Activity:
Reproduce the records below in their entirety, exactly as shown.
[[ Raw data open ]]
PR #5274, opened 2020-05-09
Icons for Narcissu 1st & 2nd

maxtron95:
https://store.steampowered.com/app/264380/

narcissu

narcissu-ci
narcissu-sq


palob (approved):
Don't know where you got that special **n** design from but I like it.

maxtron95:
The design is actually the first letter of the game's logo.

Foggalong (changes requested):
I'm gonna have to disagree:

1. On the left vertical part of the n, the right hand lines should follow on from each other as in the original.
2. The left and right vertical parts should be the same width as each other

I do like the way you've mounted the n on an extra shape though, makes the icon more interesting!

PR #5275, opened 2020-05-09
Icons for NEKOPARA

maxtron95:
https://store.steampowered.com/app/333600
https://store.steampowered.com/app/385800
https://store.steampowered.com/app/420110
https://store.steampowered.com/app/602520
https://store.steampowered.com/app/899970

nekopara

nekopara-ci
nekopara-sq


palob (changes requested):
I think the paw will be easier recognisable as such with the shapes looking something like this.
Black part could be straightened like in the original icon.

paw

Right now the circles/ellipses are a bit close together.

There's some stroke conversion cruft left.

palob (changes requested):
Could you please adjust the outlining black shape to the modified circles (I didn't do this in the screenshot) and remove the SVG cruft?

PR #5279, opened 2020-05-10
Icons for IPFS Desktop

palob:
https://github.com/ipfs-shipyard/ipfs-desktop

ipfs-desktop
ipfs-desktop-ci
ipfs-desktop-sq


Foggalong (changes requested):
I like this, but it looks like the cube should be solid with faces rather than hollow. I think use the current baseplate colour for the faces (as in the original) and maybe a light turquoise-grey for the baseplate?

palob:
Like this?
ipfs-2

Foggalong:
@palob Aye but with a much lighter background

palob:
Next try
ipfs2

Foggalong:
That's not what I was envisioning but it actually looks better! Good to go :+1:

palob:
Pushed.

Foggalong (approved):

PR #5280, opened 2020-05-10
Icons for NieR:Automata

maxtron95:
https://store.steampowered.com/app/524220/

nier-automata

nier-automata-ci
nier-automata-sq


palob (commented):
Spectacular design, is there an at least halfway decent looking way of reducing the tooth number for the sake of grid alignment?

Foggalong:
@palob Thoughts?

Rounded middle line
automata-192
Straight middle line
automata-192striahgt
No middle line
automata

Foggalong:
Comparing it to @creepertron95's design, the aligned-teeth versions definitely loses out on the creepiness that comes from having so many teeth in the mouth. I'm undecided, what do you reckon?

palob:
I think they all look rather mischievous than creepy. How about jagged teeth, approximating the original teeth with triangles?

Foggalong:
Triangles might be worth a shot, but I'll likely not have time to delve into trying that until the weekend so if anyone else fancies a bash go for it :+1:

palob:
Triangular or half-ellipse teeth of 1px width (like in the original icon) with 1px black space in between might be OK.
Can look into this next week.

PR #5284, opened 2020-05-15
Icons for Vectorman

maxtron95:
https://store.steampowered.com/app/34280/
https://play.google.com/store/apps/details?id=com.sega.vectorman

vectorman

vectorman-ci
vectorman-sq


palob (changes requested):
Spectacular design, could we have the **V** stick out more at the bottom of the ball?

PR #5286, opened 2020-05-15
Icons for Torchlight

maxtron95:
https://store.steampowered.com/app/41500/

torchlight

torchlight-ci
torchlight-sq


palob (approved):

Foggalong (changes requested):
Can we get a shield in the background? I think it'd make this icon a bit more interesting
[[ Raw data closed ]]
Task response:
PR #5274, opened 2020-05-09
Icons for Narcissu 1st & 2nd

maxtron95:
https://store.steampowered.com/app/264380/

narcissu

narcissu-ci
narcissu-sq


palob (approved):
Don't know where you got that special **n** design from but I like it.

maxtron95:
The design is actually the first letter of the game's logo.

Foggalong (changes requested):
I'm gonna have to disagree:

1. On the left vertical part of the n, the right hand lines should follow on from each other as in the original.
2. The left and right vertical parts should be the same width as each other

I do like the way you've mounted the n on an extra shape though, makes the icon more interesting!

PR #5275, opened 2020-05-09
Icons for NEKOPARA

maxtron95:
https://store.steampowered.com/app/333600
https://store.steampowered.com/app/385800
https://store.steampowered.com/app/420110
https://store.steampowered.com/app/602520
https://store.steampowered.com/app/899970

nekopara

nekopara-ci
nekopara-sq


palob (changes requested):
I think the paw will be easier recognisable as such with the shapes looking something like this.
Black part could be straightened like in the original icon.

paw

Right now the circles/ellipses are a bit close together.

There's some stroke conversion cruft left.

palob (changes requested):
Could you please adjust the outlining black shape to the modified circles (I didn't do this in the screenshot) and remove the SVG cruft?

PR #5279, opened 2020-05-10
Icons for IPFS Desktop

palob:
https://github.com/ipfs-shipyard/ipfs-desktop

ipfs-desktop
ipfs-desktop-ci
ipfs-desktop-sq


Foggalong (changes requested):
I like this, but it looks like the cube should be solid with faces rather than hollow. I think use the current baseplate colour for the faces (as in the original) and maybe a light turquoise-grey for the baseplate?

palob:
Like this?
ipfs-2

Foggalong:
@palob Aye but with a much lighter background

palob:
Next try
ipfs2

Foggalong:
That's not what I was envisioning but it actually looks better! Good to go :+1:

palob:
Pushed.

Foggalong (approved):

PR #5280, opened 2020-05-10
Icons for NieR:Automata

maxtron95:
https://store.steampowered.com/app/524220/

nier-automata

nier-automata-ci
nier-automata-sq


palob (commented):
Spectacular design, is there an at least halfway decent looking way of reducing the tooth number for the sake of grid alignment?

Foggalong:
@palob Thoughts?

Rounded middle line
automata-192
Straight middle line
automata-192striahgt
No middle line
automata

Foggalong:
Comparing it to @creepertron95's design, the aligned-teeth versions definitely loses out on the creepiness that comes from having so many teeth in the mouth. I'm undecided, what do you reckon?

palob:
I think they all look rather mischievous than creepy. How about jagged teeth, approximating the original teeth with triangles?

Foggalong:
Triangles might be worth a shot, but I'll likely not have time to delve into trying that until the weekend so if anyone else fancies a bash go for it :+1:

palob:
Triangular or half-ellipse teeth of 1px width (like in the original icon) with 1px black space in between might be OK.
Can look into this next week.

PR #5284, opened 2020-05-15
Icons for Vectorman

maxtron95:
https://store.steampowered.com/app/34280/
https://play.google.com/store/apps/details?id=com.sega.vectorman

vectorman

vectorman-ci
vectorman-sq


palob (changes requested):
Spectacular design, could we have the **V** stick out more at the bottom of the ball?

PR #5286, opened 2020-05-15
Icons for Torchlight

maxtron95:
https://store.steampowered.com/app/41500/

torchlight

torchlight-ci
torchlight-sq


palob (approved):

Foggalong (changes requested):
Can we get a shield in the background? I think it'd make this icon a bit more interesting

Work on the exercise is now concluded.